While trying to learn fairseq, I was following the tutorials on the website and implementing:
https://fairseq.readthedocs.io/en/latest/tutorial_simple_lstm.html#training-the-model
However, after following all the steps, when I try to train the model using the following:
! fairseq-train data-bin/iwslt14.tokenized.de-en \ --arch tutorial_simple_lstm \ --encoder-dropout 0.2 --decoder-dropout 0.2 \ --optimizer adam --lr 0.005 --lr-shrink 0.5 \ --max-tokens 12000
I receive an error:
`fairseq-train: error: argument --arch/-a: invalid choice: 'tutorial_simple_lstm' (choose from 'fconv', 'fconv_iwslt_de_en', 'fconv_wmt_en_ro', 'fconv_wmt_en_de', 'fconv_wmt_en_fr', 'fconv_lm', 'fconv_lm_dauphin_wikitext103', 'fconv_lm_dauphin_gbw', 'transformer', 'transformer_iwslt_de_en', 'transformer_wmt_en_de', 'transformer_vaswani_wmt_en_de_big', 'transformer_vaswani_wmt_en_fr_big', 'transformer_wmt_en_de_big', 'transformer_wmt_en_de_big_t2t', 'bart_large', 'bart_base', 'mbart_large', 'mbart_base', 'mbart_base_wmt20', 'nonautoregressive_transformer', 'nonautoregressive_transformer_wmt_en_de', 'nacrf_transformer', 'iterative_nonautoregressive_transformer', 'iterative_nonautoregressive_transformer_wmt_en_de', 'cmlm_transformer', 'cmlm_transformer_wmt_en_de', 'levenshtein_transformer', 'levenshtein_transformer_wmt_en_de', 'levenshtein_transformer_vaswani_wmt_en_de_big',....
Some additional info: I am using google colab. And I am writing the entire code until train step into .py file and uploading it to fairseq/models/... path as per my interpretation of the instructions. I am following the exact tutorial in the link.
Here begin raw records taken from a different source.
PR #2977, opened 2021-06-09
Use contentType to find background and check for contentType before u…

mcstover:
…sing it for comparison.

### DIFF
--- a/src/components/Contentful/DynamicHero.vue
+++ b/src/components/Contentful/DynamicHero.vue
@@ -235,8 +235,9 @@ export default {
 			};
 		},
 		heroBackground() {
-			// TODO: use the contentType param to target this content instead of a string fragment in the key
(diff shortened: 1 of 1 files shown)


src/components/Contentful/DynamicHero.vue
```diff
@@ -235,8 +235,9 @@ export default {
 			};
 		},
 		heroBackground() {
-			// TODO: use the contentType param to target this content instead of a string fragment in the key
-			return this.content?.contents?.find(({ key }) => key.indexOf('background') > -1);
+			return this.content?.contents?.find(({ contentType }) => {
```
mcstover, line 238: There's currently an issue in dev wherein we're not checking for `key` as it's not initially present so it's breaking the page.

I don't think the contentType can be undefined but am checking anyway...

PR #2980, opened 2021-06-09
Wrap how it works component with section background and tweak content…

mcstover:
… layout when there are varied numbers of items.

### DIFF
--- a/src/components/Homepage/HomepageHowItWorks.vue
+++ b/src/components/Homepage/HomepageHowItWorks.vue
@@ -1,49 +1,55 @@
 <template>
-	<section class="how-it-works section text-center">
-		<div class="row">
-			<p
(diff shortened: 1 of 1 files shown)


src/components/Homepage/HomepageHowItWorks.vue
```diff
@@ -86,10 +97,9 @@ export default {
 @import 'settings';
 
 .how-it-works {
-	padding: 2rem 0;
-
 	&__list {
 		list-style: none;
+		justify-content: space-around;
```
mcstover, line 102: This ensures that if we have fewer than 4 list items they distribute nicely when not stacked.

ryan-ludwig (approved):

BoulderBrains (approved):

PR #2981, opened 2021-06-09
GROW-629 LoanProgress component

emuvente:


src/api/localResolvers/loan.js
```diff
@@ -0,0 +1,166 @@
...
+			LoanPartner: {
+				fundraisingPercent,
+				fundraisingTimeLeft,
+				unreservedAmount,
+			},
+			LoanDirect: {
+				fundraisingPercent,
+				fundraisingTimeLeft,
+				unreservedAmount,
+			},
```
mcstover, line 163: This is coming together nicely. I'm assuming these local resolver fields will expand with the page so it would be nice  move the plain functions that power them out into a loan util file at some point.

mcstover (approved):

mlibazisi (approved):
👍

BoulderBrains (approved):

PR #2988, opened 2021-06-10
Feature grow 634 loan description

mlibazisi:
Ticket: GROW-634


src/components/BorrowerProfile/LoanDescription.vue
```diff
@@ -0,0 +1,118 @@
+<template>
+	<section>
+		<p
+			class="tw-text-h2"
+		>
+			More about this loan
```
BoulderBrains, line 6: Should this be "{{ borrowerName }}'s story"?

mlibazisi: You're right, I was looking at the older sigma file. Will update!

src/components/BorrowerProfile/LoanDescription.vue
```diff
@@ -0,0 +1,122 @@
...
+		loanAlertTextParagraphs() {
+			return this.toParagraphs(this.loanAlertText);
+		},
+		businessDescriptionParagraphs() {
+			return this.toParagraphs(this.businessDescription);
+		},
+		purposeParagraphs() {
+			return this.toParagraphs(this.purpose);
+		},
+		toParagraphs(text) {
```
emuvente, line 116: This should go in `methods` instead of `computed`

emuvente (commented):
I think the `<p>` tags that have `text-h2` and `text-h3` classes could actually be changed into `<h2>` and `<h3>` tags, as they are actually headings instead of paragraphs.

Other than that, this looks good!

BoulderBrains (approved):

PR #3006, opened 2021-06-16
Configurations to make vm to mac dev and option.

mcstover:


config/dev-vm-mac.js
```diff
@@ -0,0 +1,16 @@
...
+
+module.exports = merge(base, devVm, {
+	app: {
+		graphqlUri: 'https://api-vm.kiva.org/fed/graphql',
+	},
+	server: {
+		graphqlUri: 'https://api-vm.kiva.org/fed/graphql',
+		// memcachedEnabled: false,
+		memcachedEnabled: true,
+		memcachedServers: 'localhost:11211',
```
mcstover, line 13: This resolves to memcached running in docker. Verify from with `nc localhost 11211`. `stats` to inspect. `quit` to exit.

server/dev-server.js
```diff
@@ -3,6 +3,7 @@ require('../build/check-versions')();
 
 // dependencies
 require('dotenv').config({ path: '/etc/kiva-ui-server/config.env' });
+require('dotenv').config({ path: './config.env' });
```
mcstover, line 6: Multiple requires here are fine, `/etc...` is protected on the mac so the app couldn't reach it without a lot of mucking about with permissions that might affect other things.

.gitignore
```diff
@@ -15,3 +15,5 @@ build/schema.graphql
 *.njsproj
 *.sln
 .vscode
+.env
+.config.env
```
mcstover, line 19: So we don't commit them 🤦‍♂️

ryan-ludwig (approved):

emuvente (approved):

PR #3011, opened 2021-06-16
GROW-639 Add loan details component

mlibazisi:


emuvente (approved):
This looks great! One improvement I would suggest is making a generic component for a single description item, so that it can be used for the field partner and trustee components without having to copy all the classes.

Something like:
```
<template>
	<div class="tw-flex tw-mb-2">
		<dt class="tw-flex-1">
			<button class="tw-underline">
				{{ term }}
			</button>
		</dt>
		<dd>{{ details }}</dd>
	</div>
</template>
```

emuvente (approved):
:+1:

PR #3295, opened 2021-10-01
 Core-48 Centered partner logos fed from contentful.

BoulderBrains:
[Core-48](https://kiva.atlassian.net/browse/CORE-48)

Partner logos section

**Mobile:** 
Screen Shot 2021-09-30 at 7 31 28 PM

**Tablet:** 
Screen Shot 2021-09-30 at 7 31 09 PM

**Desktop:**
Screen Shot 2021-09-30 at 7 31 47 PM

### DIFF
--- a/src/components/Contentful/MediaItemsCentered.vue
+++ b/src/components/Contentful/MediaItemsCentered.vue
@@ -1,0 +1,76 @@
+<template>
+	<section-with-background-classic
+		:background-content="sectionBackground"
+		:vertical-padding="verticalPadding"
+	>
+		<template #content>
+			<kv-page-container>
+				<kv-grid
+					:style="customGridStyles"
+					class="tw-grid-cols-12 lg:tw-grid-cols-10 lg:tw-gap-y-4
+						tw-justify-items-center tw-text-center tw-rounded tw-bg-white
+						tw-py-5 lg:tw-px-[177px]"
+				>
+					<span
+						v-for="(item, index) in contentfulMediaItems"
+						:key="index"
+						class="tw-flex tw-justify-items-center tw-items-center tw-mb-2"
+						:class="[itemClasses, {
+							'md:tw-col-span-12': index === 9
+						}]"
+					>
+						<kv-contentful-img
+							:contentful-src="item.file.url"
+							:alt="item.file.description"
+							:width="item.file.details.image.width"
+							:height="item.file.details.image.height"
+							:style="maxWidthStyles"
+						/>
+					</span>
+				</kv-grid>
+			</kv-page-container>
+		</template>
+	</section-with-background-classic>
+</template>
+
+<script>
+import SectionWithBackgroundClassic from '@/components/Contentful/SectionWithBackgroundClassic';
+import contentfulStylesMixin from '@/plugins/contentful-ui-setting-styles-mixin';
+import KvPageContainer from '~/@kiva/kv-components/vue/KvPageContainer';
+import KvGrid from '~/@kiva/kv-components/vue/KvGrid';
+import KvContentfulImg from '~/@kiva/kv-components/vue/KvContentfulImg';
+
+export default {
+	components: {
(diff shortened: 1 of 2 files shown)


mcstover (approved):

emuvente (approved):

src/components/Contentful/MediaItemsCentered.vue
```diff
@@ -0,0 +1,76 @@
...
+						:key="index"
+						class="tw-flex tw-justify-items-center tw-items-center tw-mb-2"
+						:class="[itemClasses, {
+							'md:tw-col-span-12': index === 9
+						}]"
+					>
+						<kv-contentful-img
+							:contentful-src="item.file.url"
+							:alt="item.file.description"
+							:width="item.file.details.image.width"
```
ryan-ludwig, line 25: Not super urgent, but I'm concerned with this width and height coming from the Contentful item details, as those are the width and height of the originally uploaded image and it's encouraged to upload a very large/high fidelity item to Contentful (and then we properly size them in the code here).

Can we determine what the max width is of this container and use that for the width? Since I assume the aspect ratios are different that would mean removing the height.

src/components/Contentful/MediaItemsCentered.vue
```diff
@@ -0,0 +1,76 @@
...
+			});
+		},
+		contentfulMediaItems() {
+			const mediaItemsContentfulData = this.content?.media ?? [];
+			console.log('length', mediaItemsContentfulData.length);
+			return mediaItemsContentfulData;
+		},
+		itemClasses() {
+			return ['tw-col-span-6', {
+				'md:tw-col-span-4': this.contentfulMediaItems.length >= 6,
```
ryan-ludwig, line 70: If you like you could combine these two lines into one, e.g.,
`'md:tw-col-span-4 lg:tw-col-span-2': this.contentfulMediaItems.length >= 6,`

src/components/Contentful/MediaItemsCentered.vue
```diff
@@ -0,0 +1,76 @@
...
+		:background-content="sectionBackground"
+		:vertical-padding="verticalPadding"
+	>
+		<template #content>
+			<kv-page-container>
+				<kv-grid
+					:style="customGridStyles"
+					class="tw-grid-cols-12 lg:tw-grid-cols-10 lg:tw-gap-y-4
+						tw-justify-items-center tw-text-center tw-rounded tw-bg-white
+						tw-py-5 lg:tw-px-[177px]"
```
ryan-ludwig, line 12: These bracketed tailwind classes make me squirm, since they add that class to the global stylesheet loaded on all pages even though it's only used once, but I acknowledge there's not always a better way.

Let's take a second look at this next week and see if there's not a way we can solve this with grid or flexbox.

src/components/Contentful/MediaItemsCentered.vue
```diff
@@ -0,0 +1,76 @@
...
+				>
+					<span
+						v-for="(item, index) in contentfulMediaItems"
+						:key="index"
+						class="tw-flex tw-justify-items-center tw-items-center tw-mb-2"
+						:class="[itemClasses, {
+							'md:tw-col-span-12': index === 9
```
eddieferrer, line 19: Is this necessary?

mcstover: This is a temporary measure that relates to the number of sponsors we have for the current campaign. Def. part of the layout revisit that Ryan mentioned. We ultimately want this to support an arbitrary number of media items and handle the layout without specific intervention.

src/components/Contentful/MediaItemsCentered.vue
mcstover: These images are actually all smaller than the max of the container (most are 93px wide) so I think we're ok for now. Def and important improvement to make for the next round.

And, before running it on colab, I am installing fairseq using:
!git clone https://github.com/pytorch/fairseq %cd fairseq !pip install --editable ./
I think this error happens because the command line argument created as per the tutorial has not been set properly.
Can anyone please explain if on any step I would need to do something else.
I would be grateful for your inputs as for a beginner learner such help from the community goes a long way.
Seems you didn't register the SimpleLSTMModel architecture as follow. Once the model is registered you can use it with the existing Command-line Tools.
Please note that copying .py files doesn't mean you have registered the model. To do so, you need to execute the .py file that includes abovementioned lines of code. Then, you'll be able to run the training process using existing command-line tools.